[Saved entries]

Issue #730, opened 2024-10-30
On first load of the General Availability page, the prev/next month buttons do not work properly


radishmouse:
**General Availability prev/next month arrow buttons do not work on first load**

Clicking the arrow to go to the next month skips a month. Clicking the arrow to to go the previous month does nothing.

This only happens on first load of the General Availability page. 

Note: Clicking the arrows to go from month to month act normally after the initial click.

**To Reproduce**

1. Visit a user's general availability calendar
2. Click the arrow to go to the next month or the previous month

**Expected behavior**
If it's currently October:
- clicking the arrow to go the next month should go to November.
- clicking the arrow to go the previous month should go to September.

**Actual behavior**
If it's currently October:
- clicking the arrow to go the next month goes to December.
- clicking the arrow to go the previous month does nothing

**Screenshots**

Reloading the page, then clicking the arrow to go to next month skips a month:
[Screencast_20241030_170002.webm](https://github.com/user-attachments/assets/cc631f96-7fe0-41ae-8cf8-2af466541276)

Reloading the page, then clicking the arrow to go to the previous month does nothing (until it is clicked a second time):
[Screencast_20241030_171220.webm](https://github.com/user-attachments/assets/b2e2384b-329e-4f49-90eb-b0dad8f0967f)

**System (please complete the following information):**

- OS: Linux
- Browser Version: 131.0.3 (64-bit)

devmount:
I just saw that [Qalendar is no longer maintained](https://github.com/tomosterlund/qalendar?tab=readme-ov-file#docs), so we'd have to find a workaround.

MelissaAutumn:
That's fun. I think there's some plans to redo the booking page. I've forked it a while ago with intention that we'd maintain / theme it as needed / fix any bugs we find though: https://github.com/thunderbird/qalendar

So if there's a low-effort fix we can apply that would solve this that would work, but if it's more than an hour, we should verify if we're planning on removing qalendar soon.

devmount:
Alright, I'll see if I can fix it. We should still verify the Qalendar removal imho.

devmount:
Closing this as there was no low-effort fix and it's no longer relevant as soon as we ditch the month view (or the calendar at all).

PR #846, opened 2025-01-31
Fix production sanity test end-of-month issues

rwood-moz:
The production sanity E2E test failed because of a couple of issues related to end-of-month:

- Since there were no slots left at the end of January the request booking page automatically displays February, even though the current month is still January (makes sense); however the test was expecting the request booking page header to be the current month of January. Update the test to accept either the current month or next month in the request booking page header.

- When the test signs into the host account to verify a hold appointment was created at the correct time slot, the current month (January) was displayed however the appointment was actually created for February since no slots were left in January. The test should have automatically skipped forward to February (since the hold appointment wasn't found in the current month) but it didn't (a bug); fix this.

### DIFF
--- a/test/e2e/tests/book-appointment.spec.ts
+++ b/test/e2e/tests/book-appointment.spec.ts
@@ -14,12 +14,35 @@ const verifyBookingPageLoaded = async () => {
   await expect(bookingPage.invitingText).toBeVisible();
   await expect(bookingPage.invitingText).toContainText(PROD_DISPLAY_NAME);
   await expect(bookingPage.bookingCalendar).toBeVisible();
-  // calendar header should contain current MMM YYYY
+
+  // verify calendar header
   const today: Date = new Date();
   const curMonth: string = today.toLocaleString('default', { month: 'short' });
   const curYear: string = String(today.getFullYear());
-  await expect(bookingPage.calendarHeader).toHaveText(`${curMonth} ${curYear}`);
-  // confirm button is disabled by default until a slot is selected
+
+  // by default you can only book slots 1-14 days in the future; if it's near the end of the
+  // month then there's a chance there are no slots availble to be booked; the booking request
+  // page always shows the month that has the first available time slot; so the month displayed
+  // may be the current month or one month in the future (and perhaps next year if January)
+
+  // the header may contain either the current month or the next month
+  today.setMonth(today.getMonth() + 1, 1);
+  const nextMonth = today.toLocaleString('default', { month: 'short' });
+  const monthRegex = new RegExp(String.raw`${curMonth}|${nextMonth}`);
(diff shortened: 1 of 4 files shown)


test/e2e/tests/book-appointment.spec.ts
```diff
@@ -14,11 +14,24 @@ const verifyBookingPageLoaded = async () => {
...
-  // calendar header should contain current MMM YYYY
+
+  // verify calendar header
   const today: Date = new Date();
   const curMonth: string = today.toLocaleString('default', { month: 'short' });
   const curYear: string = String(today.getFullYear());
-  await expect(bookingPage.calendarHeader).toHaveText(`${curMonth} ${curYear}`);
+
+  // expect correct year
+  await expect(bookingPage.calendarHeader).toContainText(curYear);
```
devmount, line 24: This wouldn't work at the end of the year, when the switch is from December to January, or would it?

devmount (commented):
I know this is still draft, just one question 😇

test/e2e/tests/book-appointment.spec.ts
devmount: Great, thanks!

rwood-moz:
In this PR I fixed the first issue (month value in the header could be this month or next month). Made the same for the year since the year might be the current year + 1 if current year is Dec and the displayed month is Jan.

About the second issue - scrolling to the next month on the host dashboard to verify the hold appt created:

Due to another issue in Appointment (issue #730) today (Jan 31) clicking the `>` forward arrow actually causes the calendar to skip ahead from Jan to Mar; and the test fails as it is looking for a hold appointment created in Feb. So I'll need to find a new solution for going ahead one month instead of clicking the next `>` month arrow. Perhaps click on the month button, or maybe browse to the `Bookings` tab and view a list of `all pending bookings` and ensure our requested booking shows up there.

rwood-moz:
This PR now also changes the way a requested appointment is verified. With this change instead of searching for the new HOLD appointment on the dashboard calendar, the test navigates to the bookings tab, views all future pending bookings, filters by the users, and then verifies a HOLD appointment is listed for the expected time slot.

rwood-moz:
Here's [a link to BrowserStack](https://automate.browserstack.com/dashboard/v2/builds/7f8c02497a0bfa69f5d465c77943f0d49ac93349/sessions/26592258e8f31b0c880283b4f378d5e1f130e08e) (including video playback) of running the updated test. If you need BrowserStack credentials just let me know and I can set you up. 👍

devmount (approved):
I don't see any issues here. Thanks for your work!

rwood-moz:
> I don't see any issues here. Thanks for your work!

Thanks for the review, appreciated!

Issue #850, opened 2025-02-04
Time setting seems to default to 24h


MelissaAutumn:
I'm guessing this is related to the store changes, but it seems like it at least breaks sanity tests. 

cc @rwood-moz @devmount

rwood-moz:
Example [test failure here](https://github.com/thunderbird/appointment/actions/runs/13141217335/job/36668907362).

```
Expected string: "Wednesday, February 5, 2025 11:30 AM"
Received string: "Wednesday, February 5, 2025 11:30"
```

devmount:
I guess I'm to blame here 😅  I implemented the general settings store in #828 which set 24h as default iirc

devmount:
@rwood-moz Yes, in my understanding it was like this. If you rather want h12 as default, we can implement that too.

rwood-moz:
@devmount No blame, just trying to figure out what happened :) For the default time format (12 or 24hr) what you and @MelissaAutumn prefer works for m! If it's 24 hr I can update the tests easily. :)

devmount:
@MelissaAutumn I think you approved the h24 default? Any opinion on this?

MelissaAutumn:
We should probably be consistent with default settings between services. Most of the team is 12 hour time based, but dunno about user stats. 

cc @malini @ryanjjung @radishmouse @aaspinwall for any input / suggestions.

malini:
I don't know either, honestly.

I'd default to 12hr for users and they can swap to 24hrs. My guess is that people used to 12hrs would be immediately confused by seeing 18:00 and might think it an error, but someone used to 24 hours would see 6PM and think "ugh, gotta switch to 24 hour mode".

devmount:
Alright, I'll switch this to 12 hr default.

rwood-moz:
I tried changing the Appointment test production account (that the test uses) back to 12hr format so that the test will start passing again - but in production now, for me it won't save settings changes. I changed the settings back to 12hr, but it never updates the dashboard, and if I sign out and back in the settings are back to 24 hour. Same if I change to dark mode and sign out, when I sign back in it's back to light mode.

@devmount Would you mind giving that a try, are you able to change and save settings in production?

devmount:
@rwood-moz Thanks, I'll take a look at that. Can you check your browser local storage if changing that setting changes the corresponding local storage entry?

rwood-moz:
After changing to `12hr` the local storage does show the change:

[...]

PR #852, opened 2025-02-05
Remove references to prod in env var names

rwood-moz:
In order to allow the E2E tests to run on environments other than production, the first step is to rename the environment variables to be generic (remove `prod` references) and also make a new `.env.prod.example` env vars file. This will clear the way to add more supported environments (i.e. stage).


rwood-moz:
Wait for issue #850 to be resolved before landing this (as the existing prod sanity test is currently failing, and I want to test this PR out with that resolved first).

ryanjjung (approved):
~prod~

■ YOUR INSTRUCTIONS
Beginning at the first line of the records, retype exactly every line up to and including the one with "- Browser Version: 131.0.3 (64-bit)".

■ ANSWER TO THE PROBLEM
Issue #730, opened 2024-10-30
On first load of the General Availability page, the prev/next month buttons do not work properly


radishmouse:
**General Availability prev/next month arrow buttons do not work on first load**

Clicking the arrow to go to the next month skips a month. Clicking the arrow to to go the previous month does nothing.

This only happens on first load of the General Availability page. 

Note: Clicking the arrows to go from month to month act normally after the initial click.

**To Reproduce**

1. Visit a user's general availability calendar
2. Click the arrow to go to the next month or the previous month

**Expected behavior**
If it's currently October:
- clicking the arrow to go the next month should go to November.
- clicking the arrow to go the previous month should go to September.

**Actual behavior**
If it's currently October:
- clicking the arrow to go the next month goes to December.
- clicking the arrow to go the previous month does nothing

**Screenshots**

Reloading the page, then clicking the arrow to go to next month skips a month:
[Screencast_20241030_170002.webm](https://github.com/user-attachments/assets/cc631f96-7fe0-41ae-8cf8-2af466541276)

Reloading the page, then clicking the arrow to go to the previous month does nothing (until it is clicked a second time):
[Screencast_20241030_171220.webm](https://github.com/user-attachments/assets/b2e2384b-329e-4f49-90eb-b0dad8f0967f)

**System (please complete the following information):**

- OS: Linux
- Browser Version: 131.0.3 (64-bit)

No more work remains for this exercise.